* [Work to be completed] In the records below, find the line with "PR #246, opened 2026-05-31" and the line with "like the isenkram". Print both exactly, along with every line between them, and no other line.

* [Records for this task]
┄┄┄┄┄┄┄┄┄┄┄┄┄┄┄┄┄┄┄┄

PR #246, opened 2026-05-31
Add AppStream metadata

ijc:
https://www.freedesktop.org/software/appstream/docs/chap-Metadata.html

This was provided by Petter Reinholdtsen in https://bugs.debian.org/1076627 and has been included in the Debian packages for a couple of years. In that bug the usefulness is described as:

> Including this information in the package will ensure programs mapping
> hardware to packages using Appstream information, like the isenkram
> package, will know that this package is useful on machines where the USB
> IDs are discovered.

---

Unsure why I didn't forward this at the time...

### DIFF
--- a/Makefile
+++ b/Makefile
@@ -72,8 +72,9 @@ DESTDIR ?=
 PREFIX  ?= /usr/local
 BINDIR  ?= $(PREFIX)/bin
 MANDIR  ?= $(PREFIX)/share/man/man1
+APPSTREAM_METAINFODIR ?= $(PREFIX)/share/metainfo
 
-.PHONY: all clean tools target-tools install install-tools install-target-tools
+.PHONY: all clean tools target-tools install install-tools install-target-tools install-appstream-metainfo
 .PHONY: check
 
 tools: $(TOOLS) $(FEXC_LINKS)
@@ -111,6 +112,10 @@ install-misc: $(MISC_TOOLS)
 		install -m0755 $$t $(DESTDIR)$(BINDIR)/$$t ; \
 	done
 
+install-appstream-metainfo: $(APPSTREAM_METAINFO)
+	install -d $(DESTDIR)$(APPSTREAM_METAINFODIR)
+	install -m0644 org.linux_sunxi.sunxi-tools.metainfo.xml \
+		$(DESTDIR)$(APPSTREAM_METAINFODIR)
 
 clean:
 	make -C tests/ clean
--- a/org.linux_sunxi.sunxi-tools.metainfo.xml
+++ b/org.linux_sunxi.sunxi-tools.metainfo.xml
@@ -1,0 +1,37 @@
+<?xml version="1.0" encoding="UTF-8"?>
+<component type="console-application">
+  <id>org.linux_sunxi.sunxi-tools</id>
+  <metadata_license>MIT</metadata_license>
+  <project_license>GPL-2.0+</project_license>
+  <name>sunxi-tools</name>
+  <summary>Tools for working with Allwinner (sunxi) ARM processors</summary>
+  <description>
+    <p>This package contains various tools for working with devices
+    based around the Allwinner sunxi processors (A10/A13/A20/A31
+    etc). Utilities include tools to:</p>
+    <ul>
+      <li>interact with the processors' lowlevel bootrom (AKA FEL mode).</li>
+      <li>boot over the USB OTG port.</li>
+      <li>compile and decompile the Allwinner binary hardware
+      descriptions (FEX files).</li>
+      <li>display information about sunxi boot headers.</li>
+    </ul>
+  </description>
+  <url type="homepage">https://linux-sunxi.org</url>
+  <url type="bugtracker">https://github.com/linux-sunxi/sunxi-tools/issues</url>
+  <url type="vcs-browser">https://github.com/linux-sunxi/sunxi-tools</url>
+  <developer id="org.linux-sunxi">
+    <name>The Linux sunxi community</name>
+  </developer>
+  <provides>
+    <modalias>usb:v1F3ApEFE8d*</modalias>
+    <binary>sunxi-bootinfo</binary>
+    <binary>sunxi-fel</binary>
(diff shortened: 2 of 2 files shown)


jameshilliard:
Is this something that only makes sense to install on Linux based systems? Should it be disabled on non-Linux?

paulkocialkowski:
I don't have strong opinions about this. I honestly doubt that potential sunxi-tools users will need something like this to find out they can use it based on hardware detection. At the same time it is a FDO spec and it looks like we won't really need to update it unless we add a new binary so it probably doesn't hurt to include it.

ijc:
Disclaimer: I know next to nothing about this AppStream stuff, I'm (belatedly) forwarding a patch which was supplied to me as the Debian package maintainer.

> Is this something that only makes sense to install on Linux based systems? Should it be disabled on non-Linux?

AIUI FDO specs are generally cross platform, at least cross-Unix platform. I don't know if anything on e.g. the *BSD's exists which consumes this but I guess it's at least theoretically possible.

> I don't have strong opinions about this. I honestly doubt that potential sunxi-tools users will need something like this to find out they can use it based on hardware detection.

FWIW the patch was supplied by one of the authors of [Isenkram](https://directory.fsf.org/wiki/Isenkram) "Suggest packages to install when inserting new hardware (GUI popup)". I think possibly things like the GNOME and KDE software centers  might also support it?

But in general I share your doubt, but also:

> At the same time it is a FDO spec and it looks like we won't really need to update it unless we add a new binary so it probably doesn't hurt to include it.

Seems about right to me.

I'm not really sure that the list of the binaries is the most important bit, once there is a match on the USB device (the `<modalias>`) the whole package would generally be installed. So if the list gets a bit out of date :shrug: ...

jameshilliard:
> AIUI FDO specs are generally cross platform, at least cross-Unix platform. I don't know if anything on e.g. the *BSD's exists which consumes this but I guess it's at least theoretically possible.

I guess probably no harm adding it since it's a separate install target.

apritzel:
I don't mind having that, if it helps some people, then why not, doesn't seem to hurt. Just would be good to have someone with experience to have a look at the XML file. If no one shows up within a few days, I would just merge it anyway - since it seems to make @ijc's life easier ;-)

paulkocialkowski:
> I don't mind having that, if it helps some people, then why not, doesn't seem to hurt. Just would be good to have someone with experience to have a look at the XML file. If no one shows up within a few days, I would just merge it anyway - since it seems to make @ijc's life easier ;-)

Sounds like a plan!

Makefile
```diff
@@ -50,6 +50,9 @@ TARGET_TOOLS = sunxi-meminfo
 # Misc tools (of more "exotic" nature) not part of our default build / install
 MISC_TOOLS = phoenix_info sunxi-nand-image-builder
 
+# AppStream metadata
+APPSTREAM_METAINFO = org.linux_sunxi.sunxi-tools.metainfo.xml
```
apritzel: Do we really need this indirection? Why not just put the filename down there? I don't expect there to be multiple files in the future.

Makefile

┄┄┄┄┄┄┄┄┄┄┄┄┄┄┄┄┄┄┄┄

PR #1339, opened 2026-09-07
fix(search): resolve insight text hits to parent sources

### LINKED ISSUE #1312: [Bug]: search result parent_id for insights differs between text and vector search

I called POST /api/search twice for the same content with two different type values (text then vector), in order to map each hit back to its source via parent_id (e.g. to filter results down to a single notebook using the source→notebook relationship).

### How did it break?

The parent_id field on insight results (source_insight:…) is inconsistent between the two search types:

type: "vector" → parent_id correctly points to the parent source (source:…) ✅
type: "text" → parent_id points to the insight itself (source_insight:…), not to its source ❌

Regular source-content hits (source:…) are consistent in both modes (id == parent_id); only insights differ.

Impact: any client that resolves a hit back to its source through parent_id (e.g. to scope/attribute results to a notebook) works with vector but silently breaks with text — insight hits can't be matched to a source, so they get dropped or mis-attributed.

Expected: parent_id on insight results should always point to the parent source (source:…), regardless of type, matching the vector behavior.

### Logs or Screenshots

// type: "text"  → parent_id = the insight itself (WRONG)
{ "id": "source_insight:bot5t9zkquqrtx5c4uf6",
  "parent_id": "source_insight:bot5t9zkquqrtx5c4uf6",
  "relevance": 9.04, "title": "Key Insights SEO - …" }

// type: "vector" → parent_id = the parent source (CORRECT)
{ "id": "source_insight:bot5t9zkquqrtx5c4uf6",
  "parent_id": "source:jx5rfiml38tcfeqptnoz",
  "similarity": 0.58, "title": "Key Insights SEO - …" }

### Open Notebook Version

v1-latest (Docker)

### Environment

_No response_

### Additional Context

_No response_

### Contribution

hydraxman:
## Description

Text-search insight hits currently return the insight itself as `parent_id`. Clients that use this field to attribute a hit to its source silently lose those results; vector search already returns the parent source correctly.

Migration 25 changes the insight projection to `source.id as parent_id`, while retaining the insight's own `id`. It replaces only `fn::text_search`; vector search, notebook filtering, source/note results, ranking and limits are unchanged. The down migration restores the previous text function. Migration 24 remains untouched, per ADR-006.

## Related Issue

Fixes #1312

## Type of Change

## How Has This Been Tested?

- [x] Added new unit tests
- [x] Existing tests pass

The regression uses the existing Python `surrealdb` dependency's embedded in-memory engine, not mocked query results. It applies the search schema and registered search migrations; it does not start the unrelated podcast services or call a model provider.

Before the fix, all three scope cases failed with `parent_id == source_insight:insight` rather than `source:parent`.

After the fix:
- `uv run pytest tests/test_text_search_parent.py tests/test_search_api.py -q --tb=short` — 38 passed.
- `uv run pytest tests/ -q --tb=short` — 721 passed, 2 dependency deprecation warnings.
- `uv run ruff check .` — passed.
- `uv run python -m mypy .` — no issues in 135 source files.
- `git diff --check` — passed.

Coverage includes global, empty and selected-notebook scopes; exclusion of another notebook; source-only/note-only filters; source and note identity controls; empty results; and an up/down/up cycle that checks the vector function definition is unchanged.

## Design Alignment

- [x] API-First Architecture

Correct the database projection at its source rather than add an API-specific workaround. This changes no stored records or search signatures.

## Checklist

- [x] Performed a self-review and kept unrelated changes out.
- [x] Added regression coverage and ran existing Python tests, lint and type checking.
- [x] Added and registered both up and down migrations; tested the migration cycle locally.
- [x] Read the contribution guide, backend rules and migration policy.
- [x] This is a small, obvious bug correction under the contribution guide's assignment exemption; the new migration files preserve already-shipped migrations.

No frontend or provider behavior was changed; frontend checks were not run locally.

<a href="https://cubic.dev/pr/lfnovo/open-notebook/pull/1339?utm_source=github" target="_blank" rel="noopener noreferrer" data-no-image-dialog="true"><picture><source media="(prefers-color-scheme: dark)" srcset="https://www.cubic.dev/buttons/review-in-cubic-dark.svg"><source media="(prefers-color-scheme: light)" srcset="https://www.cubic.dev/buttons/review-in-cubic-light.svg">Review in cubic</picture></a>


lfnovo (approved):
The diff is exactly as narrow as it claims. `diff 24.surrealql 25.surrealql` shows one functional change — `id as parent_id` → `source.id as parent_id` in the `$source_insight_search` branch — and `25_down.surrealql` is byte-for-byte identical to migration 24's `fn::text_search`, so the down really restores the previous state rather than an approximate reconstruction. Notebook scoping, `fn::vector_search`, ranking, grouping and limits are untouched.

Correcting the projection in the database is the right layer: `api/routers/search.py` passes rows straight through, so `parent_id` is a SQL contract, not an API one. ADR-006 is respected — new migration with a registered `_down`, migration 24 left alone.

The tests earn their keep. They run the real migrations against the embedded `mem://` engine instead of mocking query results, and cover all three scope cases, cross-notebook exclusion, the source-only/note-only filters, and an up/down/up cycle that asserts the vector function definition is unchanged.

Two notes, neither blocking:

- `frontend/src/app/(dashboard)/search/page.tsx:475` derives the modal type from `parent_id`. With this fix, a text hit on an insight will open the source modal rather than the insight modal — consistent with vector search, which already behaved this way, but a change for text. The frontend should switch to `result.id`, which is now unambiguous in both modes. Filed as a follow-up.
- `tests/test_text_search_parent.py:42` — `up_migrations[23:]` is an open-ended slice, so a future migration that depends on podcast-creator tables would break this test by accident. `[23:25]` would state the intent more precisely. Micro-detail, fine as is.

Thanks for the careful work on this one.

┄┄┄┄┄┄┄┄┄┄┄┄┄┄┄┄┄┄┄┄

* [Response below]
PR #246, opened 2026-05-31
Add AppStream metadata

ijc:
https://www.freedesktop.org/software/appstream/docs/chap-Metadata.html

This was provided by Petter Reinholdtsen in https://bugs.debian.org/1076627 and has been included in the Debian packages for a couple of years. In that bug the usefulness is described as:

> Including this information in the package will ensure programs mapping
> hardware to packages using Appstream information, like the isenkram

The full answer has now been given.